A "Failed to initialize the message bus" error means that the web agent is NOT able to talk to the policy server. If the agent were connecting to the policy server, it should say "LLAWP: Message bus initialized" in the Web Agent log.
The SmHost.conf contains 2 Policy Servers, it turns out that the first Policy Server on the list is down.
The AgentWaitTime parameter which can be set in the WebAgent.conf file for the affected Agents. This parameter was introduced to help offset any network delays in the environment causing a delay in the Web Agent receiving it's configuration information from the Policy Server. This parameter defines the amount of time in seconds that the Web Agent will wait to attempt to attach to the Message Bus.
Please implement the 'AgentWaitTime' parameter in the WebAgent.conf files for this Web Agent. Default: 5
Example: If you have primary and secondary policy servers, use a value between 60 and 80. The value of AgentWaitTime depends on the number of policy servers in HCO.
As a rule of thumb, the AgentWaitTime will be the number of Policy Servers times 30 seconds + some extra 10 seconds, as a latency time, just to be sure.
This 10 seconds time is added and may be necessary in case of:
- Smhost.conf lists multiple policy servers.
- The first is down, the second is up, but the HCO lists the first on top of list so more time is wasted trying to connect to it.
Process in more detail:
When you start the Web Server, it loads Siteminder Web Agent filter (WA).
Then WA spawns a new process for the Worker Process (LLAWP), and continues to try to attach to a message bus that will be created by the LLAWP. WA will keep trying to attach to this message bus for a default of about 5 seconds, but this wait time can be configured thru 'agentwaittime' key in Webagent.conf.
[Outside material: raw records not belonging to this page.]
PR #84, opened 2020-12-09
Use a context manager to stop lingering docker images

abaptiste:
In this change we add a context manager to enumerate and stop any lingering docker images from the benchmark.

We also fixed a couple outstanding issues:
1.  in a BUILD file "data" is correctly replaced by "srcs".
2.  fix import statements in the test (for now.  Other files are forthcoming)

cc: @mum4k, @landesherr

### DIFF
--- a/salvo/src/lib/docker/docker_image.py
+++ b/salvo/src/lib/docker/docker_image.py
@@ -39,12 +39,19 @@ class DockerImage():
 
     Args:
         image_name: The name of the docker image that we are retrieving from
-        dockerhub or another repository
+        dockerhub or another repository. If the image exists locally, we return
+        the corresponding docker image object from the image name
 
     Returns:
         The Image that was pulled
     """
-    return self._client.images.pull(image_name)
+    existing_images = self.list_images()
+    if image_name not in existing_images:
+      image = self._client.images.pull(image_name)
+    else:
+      image = self._client.images.get(image_name)
+
+    return image
 
   def list_images(self) -> List[str]:
     """List all available docker image tags.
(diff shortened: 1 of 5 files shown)


abaptiste:
Tests are failing due to the lack of the docker socket.  Taking a look.

salvo/src/lib/docker/docker_image.py
```diff
@@ -80,5 +87,55 @@ def run_image(self, image_name: str,
           container
     """
 
-    return self._client.containers.run(image_name, stdout=True, stderr=True,
-                                       detach=False, **run_parameters._asdict())
+    output = ''
+    with DockerImageController(self):
```
mum4k, line 91: This is a nice improvement.

(optional) We could take it a step forward. The current setup still allows other devs to "forget" about the `DockerImageController` and just call `self._client.containers.run` directly. I am actually not sure if it will work without, but the current API doesn't help the reader to understand the relation between the `DockerImageController` and the `DockerImage`.

To address this problem, we would refactor the code so that running with the controller is thge only way to execute. This can be done by moving the `run` method onto the controller, so that this code becomes:

```python
with DockerImageController(self) as controller:
  output = controller.run(...)
```

Note that DockerImage can still retain the implementation of the `run` method, but it would be private. This makes the relationship more obvious, because the controller is actually used for something besides its side effects.

Marking as optional. Please let me know if you would like to address it in this PR, or if we should merge as is.

mum4k (approved):

salvo/src/lib/docker/docker_image.py
abaptiste: @mum4k The docker `_client` is private.  `DockerImage` is a wrapper around the "docker" command and python module.  I'm not sure I follow about how to refactor to achieve your suggestion.   The `run_image` method is what users should use to start a docker image.

Let's go ahead and merge this change.  I will think about it some more and perhaps give it a shot in a future PR.

mum4k: Absolutely, proceeding with the merge.

The main point we may want to address (still remains optional though) is that the context manager instance is not actually used within its context which looks a bit surprising.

Now, LLAWP tries to attach to the first policy server (PS1) specified in smhost.conf (using the agentapi).
The message bus the WA is waiting for still doesn't exist. If PS1 is unreachable, LLAWP will wait exactly 30 seconds before it times out and moves to the next policy server in the smhost.conf (PS2). Once successfully connected to PS2, it will retrieve the HCO information and use this info from now on. If in the HCO there are also PS1 and PS2 in that order, the LLAWP will now try to connect to PS1 again, waiting 30 more seconds before it times out (we're at 60 seconds now). Then it will move to PS2 and continue its flow and will create that long awaited message bus.
So in this configuration it would be right to define an AgentWaitTime of 60+some extra time for safety - let's say 10 or even 20 seconds.
Then the WA will wait for 70-80 seconds for the message bus and will work properly.